■ Work request:
From the line containing "Probably an oversight." through the last line of the entries, set down every line exactly and add nothing.

Items listed in a dataset
PR #267, opened 2023-11-30
The non-blocking backend is using sysconf

byjtew:
Probably an oversight. 
Noticed during benchmarking an absolutely constant scalability.


anyzelman (approved):
OK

■ Solved exercise:
Probably an oversight. 
Noticed during benchmarking an absolutely constant scalability.


anyzelman (approved):
OK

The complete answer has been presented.